DATA FOR REVIEW:
_ _ _ _ _ _ _

PR #675, opened 2021-01-11
Fix bars renderer (#673)

### LINKED ISSUE #673: Incorrect bar height when its value is more than chart's height
https://github.com/tradingview/lightweight-charts/blob/5e6327f6acaa157a4a3889dae7f71920fa284696/src/renderers/bars-renderer.ts#L72

I think there is a typo on this line.
You should use **bar.highY** instead of **bar.high**

The current implementation does not work correctly on data series when values are higher than 200.
This can be reprodused using the example code on [JSFiddle](https://jsfiddle.net/TradingView/v0p52anL/) by changing the data in the series to values greater than 200, something like that:

```
barSeries.setData ([
{time: '2018-10-19', open: 280.34, high: 280.99, low: 278.57, close: 279.85},
...
```

dubroff:
**Type of PR:** fix typo

**PR checklist:**

- [ ] Addresses an existing issue: fixes #673

### DIFF
--- a/src/renderers/bars-renderer.ts
+++ b/src/renderers/bars-renderer.ts
@@ -69,7 +69,7 @@ export class PaneRendererBars implements IPaneRenderer {
 			const bodyRight = bodyLeft + bodyWidth - 1;
 
 			const high = Math.min(bar.highY, bar.lowY);
-			const low = Math.max(bar.high, bar.lowY);
+			const low = Math.max(bar.highY, bar.lowY);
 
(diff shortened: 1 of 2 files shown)


timocov:
Thanks for prompt fix!

Can you please add a test case for this issue please? See https://github.com/tradingview/lightweight-charts/blob/master/tests/e2e/graphics/README.md for docs and https://github.com/tradingview/lightweight-charts/blob/master/tests/e2e/graphics/test-cases/series/bar.js for sample test case (I think you might either adopt this test case or just copy-paste and adopt the new one).

Issue #140, opened 2019-07-21
Ability to fill area between line series


bmatusiak:
Is it possible to have a  "Area" with a range to color between 2 points

like this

_ _ _ _ _ _ _

WHAT YOU HAVE TO DO: Give the records back in full, word for word.

WRITTEN SOLUTION:
PR #675, opened 2021-01-11
Fix bars renderer (#673)

### LINKED ISSUE #673: Incorrect bar height when its value is more than chart's height
https://github.com/tradingview/lightweight-charts/blob/5e6327f6acaa157a4a3889dae7f71920fa284696/src/renderers/bars-renderer.ts#L72

I think there is a typo on this line.
You should use **bar.highY** instead of **bar.high**

The current implementation does not work correctly on data series when values are higher than 200.
This can be reprodused using the example code on [JSFiddle](https://jsfiddle.net/TradingView/v0p52anL/) by changing the data in the series to values greater than 200, something like that:

```
barSeries.setData ([
{time: '2018-10-19', open: 280.34, high: 280.99, low: 278.57, close: 279.85},
...
```

dubroff:
**Type of PR:** fix typo

**PR checklist:**

- [ ] Addresses an existing issue: fixes #673

### DIFF
--- a/src/renderers/bars-renderer.ts
+++ b/src/renderers/bars-renderer.ts
@@ -69,7 +69,7 @@ export class PaneRendererBars implements IPaneRenderer {
 			const bodyRight = bodyLeft + bodyWidth - 1;
 
 			const high = Math.min(bar.highY, bar.lowY);
-			const low = Math.max(bar.high, bar.lowY);
+			const low = Math.max(bar.highY, bar.lowY);
 
(diff shortened: 1 of 2 files shown)


timocov:
Thanks for prompt fix!

Can you please add a test case for this issue please? See https://github.com/tradingview/lightweight-charts/blob/master/tests/e2e/graphics/README.md for docs and https://github.com/tradingview/lightweight-charts/blob/master/tests/e2e/graphics/test-cases/series/bar.js for sample test case (I think you might either adopt this test case or just copy-paste and adopt the new one).

Issue #140, opened 2019-07-21
Ability to fill area between line series


bmatusiak:
Is it possible to have a  "Area" with a range to color between 2 points

like this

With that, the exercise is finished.